Goal of the exercise » Count the lines of the data that have the word "control", then report the number without anything else.

Saved entries:

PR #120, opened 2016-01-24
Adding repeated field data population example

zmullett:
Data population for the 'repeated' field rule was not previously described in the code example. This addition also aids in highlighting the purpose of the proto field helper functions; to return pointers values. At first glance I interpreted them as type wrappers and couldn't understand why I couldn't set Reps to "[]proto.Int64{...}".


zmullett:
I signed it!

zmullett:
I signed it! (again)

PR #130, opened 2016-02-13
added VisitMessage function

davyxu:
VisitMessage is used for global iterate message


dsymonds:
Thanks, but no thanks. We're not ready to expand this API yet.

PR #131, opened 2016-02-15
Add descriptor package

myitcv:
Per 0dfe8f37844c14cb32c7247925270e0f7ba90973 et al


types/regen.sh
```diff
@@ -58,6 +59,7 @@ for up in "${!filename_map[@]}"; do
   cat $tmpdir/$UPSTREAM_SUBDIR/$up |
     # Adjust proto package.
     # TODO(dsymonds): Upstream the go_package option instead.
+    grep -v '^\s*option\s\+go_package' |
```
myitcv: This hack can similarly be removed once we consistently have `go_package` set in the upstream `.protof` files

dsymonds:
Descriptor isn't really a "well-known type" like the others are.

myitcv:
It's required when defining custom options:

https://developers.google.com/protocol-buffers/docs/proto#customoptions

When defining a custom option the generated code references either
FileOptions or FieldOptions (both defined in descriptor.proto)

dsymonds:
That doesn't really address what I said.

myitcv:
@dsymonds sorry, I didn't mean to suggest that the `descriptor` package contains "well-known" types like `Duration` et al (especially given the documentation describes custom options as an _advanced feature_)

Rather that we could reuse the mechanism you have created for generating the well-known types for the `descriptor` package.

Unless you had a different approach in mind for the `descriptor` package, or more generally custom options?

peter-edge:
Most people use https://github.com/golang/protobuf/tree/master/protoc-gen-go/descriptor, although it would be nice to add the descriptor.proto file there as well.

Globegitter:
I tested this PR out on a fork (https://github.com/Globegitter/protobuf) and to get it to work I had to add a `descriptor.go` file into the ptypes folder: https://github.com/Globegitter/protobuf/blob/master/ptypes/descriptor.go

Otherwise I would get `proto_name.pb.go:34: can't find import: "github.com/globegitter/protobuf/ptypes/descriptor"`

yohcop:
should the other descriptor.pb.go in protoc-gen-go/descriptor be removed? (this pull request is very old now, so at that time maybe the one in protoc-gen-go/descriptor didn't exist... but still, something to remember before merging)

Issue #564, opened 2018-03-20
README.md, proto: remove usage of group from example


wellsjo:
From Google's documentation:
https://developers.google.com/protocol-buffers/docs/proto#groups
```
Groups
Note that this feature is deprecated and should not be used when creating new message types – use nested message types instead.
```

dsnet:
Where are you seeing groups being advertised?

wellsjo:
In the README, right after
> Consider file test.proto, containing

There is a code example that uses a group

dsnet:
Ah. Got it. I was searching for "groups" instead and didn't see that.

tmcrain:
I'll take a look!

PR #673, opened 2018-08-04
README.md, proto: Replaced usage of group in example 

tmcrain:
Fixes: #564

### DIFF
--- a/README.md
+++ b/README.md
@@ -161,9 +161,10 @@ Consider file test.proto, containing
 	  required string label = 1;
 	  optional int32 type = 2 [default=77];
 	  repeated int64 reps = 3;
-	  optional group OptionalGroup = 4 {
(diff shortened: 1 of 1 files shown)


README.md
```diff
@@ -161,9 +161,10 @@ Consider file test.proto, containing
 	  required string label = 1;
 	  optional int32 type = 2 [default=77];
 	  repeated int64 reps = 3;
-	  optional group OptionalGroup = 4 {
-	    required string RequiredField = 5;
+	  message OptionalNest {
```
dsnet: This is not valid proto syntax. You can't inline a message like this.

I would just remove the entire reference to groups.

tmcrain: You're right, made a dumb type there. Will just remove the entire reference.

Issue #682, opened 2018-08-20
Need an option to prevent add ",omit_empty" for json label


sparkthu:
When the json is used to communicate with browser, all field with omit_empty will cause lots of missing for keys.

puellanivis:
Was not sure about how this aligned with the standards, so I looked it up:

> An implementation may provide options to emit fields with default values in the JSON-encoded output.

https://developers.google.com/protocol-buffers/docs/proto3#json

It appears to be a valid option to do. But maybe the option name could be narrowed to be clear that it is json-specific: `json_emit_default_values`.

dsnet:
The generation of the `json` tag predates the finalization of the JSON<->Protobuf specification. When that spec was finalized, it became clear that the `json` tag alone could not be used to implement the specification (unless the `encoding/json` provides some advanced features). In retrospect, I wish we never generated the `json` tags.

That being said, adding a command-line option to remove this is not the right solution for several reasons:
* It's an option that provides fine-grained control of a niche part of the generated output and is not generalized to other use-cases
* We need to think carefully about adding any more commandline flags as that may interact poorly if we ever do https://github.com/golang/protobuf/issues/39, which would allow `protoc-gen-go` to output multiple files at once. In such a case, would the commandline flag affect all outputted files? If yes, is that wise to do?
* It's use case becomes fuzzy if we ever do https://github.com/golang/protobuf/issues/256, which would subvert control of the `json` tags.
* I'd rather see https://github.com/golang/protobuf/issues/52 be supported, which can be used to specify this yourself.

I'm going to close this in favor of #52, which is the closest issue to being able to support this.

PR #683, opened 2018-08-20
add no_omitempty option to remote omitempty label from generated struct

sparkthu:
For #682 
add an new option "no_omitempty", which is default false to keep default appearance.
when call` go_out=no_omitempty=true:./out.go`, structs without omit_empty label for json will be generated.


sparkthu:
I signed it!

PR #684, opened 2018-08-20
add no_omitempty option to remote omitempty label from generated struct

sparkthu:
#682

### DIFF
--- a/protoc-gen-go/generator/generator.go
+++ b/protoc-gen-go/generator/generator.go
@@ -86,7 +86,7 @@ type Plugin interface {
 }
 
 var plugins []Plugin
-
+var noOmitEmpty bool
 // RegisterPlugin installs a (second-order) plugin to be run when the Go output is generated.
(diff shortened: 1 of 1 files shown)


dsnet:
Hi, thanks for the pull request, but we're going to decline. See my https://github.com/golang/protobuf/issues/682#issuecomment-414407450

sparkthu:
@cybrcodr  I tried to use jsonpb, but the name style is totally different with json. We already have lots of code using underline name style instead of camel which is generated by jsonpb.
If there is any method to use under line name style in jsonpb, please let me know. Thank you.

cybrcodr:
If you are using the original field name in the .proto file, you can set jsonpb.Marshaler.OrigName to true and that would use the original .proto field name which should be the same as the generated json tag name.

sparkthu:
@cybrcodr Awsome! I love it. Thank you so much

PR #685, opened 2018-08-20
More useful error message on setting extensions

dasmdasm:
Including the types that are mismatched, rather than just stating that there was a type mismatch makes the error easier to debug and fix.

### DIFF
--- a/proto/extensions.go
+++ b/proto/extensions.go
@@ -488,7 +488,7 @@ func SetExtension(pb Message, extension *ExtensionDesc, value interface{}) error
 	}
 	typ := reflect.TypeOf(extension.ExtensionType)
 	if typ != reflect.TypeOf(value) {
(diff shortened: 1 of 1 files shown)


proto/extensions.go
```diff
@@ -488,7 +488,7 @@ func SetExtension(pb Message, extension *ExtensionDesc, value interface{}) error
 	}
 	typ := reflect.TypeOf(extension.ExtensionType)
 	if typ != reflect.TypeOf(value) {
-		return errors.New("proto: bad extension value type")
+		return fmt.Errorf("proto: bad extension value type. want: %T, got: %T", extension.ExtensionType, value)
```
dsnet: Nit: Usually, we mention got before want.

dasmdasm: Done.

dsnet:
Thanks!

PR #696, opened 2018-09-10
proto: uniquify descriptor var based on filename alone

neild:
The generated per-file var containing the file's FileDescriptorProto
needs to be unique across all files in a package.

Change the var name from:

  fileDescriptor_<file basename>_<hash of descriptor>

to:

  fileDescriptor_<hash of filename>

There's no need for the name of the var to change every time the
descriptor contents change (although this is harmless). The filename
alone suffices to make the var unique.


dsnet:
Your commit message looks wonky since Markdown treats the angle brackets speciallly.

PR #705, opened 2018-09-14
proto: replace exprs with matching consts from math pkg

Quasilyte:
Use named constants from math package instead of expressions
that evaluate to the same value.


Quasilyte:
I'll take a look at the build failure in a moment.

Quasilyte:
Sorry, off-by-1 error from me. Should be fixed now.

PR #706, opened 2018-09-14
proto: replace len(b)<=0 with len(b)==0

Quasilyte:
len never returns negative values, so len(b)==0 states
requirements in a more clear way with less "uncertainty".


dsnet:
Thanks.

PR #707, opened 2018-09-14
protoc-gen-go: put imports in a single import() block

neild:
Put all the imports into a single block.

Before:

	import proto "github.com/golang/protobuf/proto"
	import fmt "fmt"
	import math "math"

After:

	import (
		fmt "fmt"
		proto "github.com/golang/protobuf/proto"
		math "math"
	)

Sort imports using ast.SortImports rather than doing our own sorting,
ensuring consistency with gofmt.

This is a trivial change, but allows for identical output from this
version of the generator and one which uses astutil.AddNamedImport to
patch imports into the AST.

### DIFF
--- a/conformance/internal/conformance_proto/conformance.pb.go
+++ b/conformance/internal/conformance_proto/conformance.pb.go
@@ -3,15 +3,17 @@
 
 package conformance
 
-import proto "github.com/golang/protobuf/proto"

Answer to the problem » 2